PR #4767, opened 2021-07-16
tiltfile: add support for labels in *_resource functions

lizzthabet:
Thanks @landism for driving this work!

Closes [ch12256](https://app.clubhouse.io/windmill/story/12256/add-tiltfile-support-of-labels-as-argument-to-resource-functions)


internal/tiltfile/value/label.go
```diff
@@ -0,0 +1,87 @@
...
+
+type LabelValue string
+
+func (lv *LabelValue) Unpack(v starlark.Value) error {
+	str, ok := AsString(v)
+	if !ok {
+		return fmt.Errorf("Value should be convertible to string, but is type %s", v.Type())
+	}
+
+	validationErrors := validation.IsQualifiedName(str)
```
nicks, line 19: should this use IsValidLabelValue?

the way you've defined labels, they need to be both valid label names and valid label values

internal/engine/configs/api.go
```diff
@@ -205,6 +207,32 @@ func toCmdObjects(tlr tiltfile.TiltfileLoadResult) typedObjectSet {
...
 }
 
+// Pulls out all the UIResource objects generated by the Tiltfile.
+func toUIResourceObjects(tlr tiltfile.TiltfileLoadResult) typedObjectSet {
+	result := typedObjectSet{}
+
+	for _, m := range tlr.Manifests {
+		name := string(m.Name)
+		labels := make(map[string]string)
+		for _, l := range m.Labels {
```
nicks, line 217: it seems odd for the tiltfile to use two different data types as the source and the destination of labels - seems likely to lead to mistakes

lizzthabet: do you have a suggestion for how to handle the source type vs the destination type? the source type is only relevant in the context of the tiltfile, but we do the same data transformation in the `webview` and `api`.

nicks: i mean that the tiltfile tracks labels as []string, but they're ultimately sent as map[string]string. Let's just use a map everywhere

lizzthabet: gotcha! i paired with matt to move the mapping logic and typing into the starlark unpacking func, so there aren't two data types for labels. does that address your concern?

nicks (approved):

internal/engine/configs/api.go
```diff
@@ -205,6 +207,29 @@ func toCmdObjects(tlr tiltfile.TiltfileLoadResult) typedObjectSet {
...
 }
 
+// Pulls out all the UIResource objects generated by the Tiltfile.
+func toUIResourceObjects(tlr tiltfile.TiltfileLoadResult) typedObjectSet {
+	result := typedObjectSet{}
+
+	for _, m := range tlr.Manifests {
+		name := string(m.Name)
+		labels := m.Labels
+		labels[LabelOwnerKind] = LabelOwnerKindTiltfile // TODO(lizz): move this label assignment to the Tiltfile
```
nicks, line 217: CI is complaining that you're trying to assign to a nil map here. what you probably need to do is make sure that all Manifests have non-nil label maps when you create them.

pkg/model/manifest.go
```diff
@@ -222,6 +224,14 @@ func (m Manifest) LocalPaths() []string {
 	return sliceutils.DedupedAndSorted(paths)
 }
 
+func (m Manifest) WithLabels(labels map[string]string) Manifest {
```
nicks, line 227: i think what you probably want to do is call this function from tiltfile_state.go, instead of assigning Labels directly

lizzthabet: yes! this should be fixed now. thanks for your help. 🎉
________________________
Required action: What lines of the data contain the string "return"? List them.

Solved exercise:
+		return fmt.Errorf("Value should be convertible to string, but is type %s", v.Type())
 	return sliceutils.DedupedAndSorted(paths)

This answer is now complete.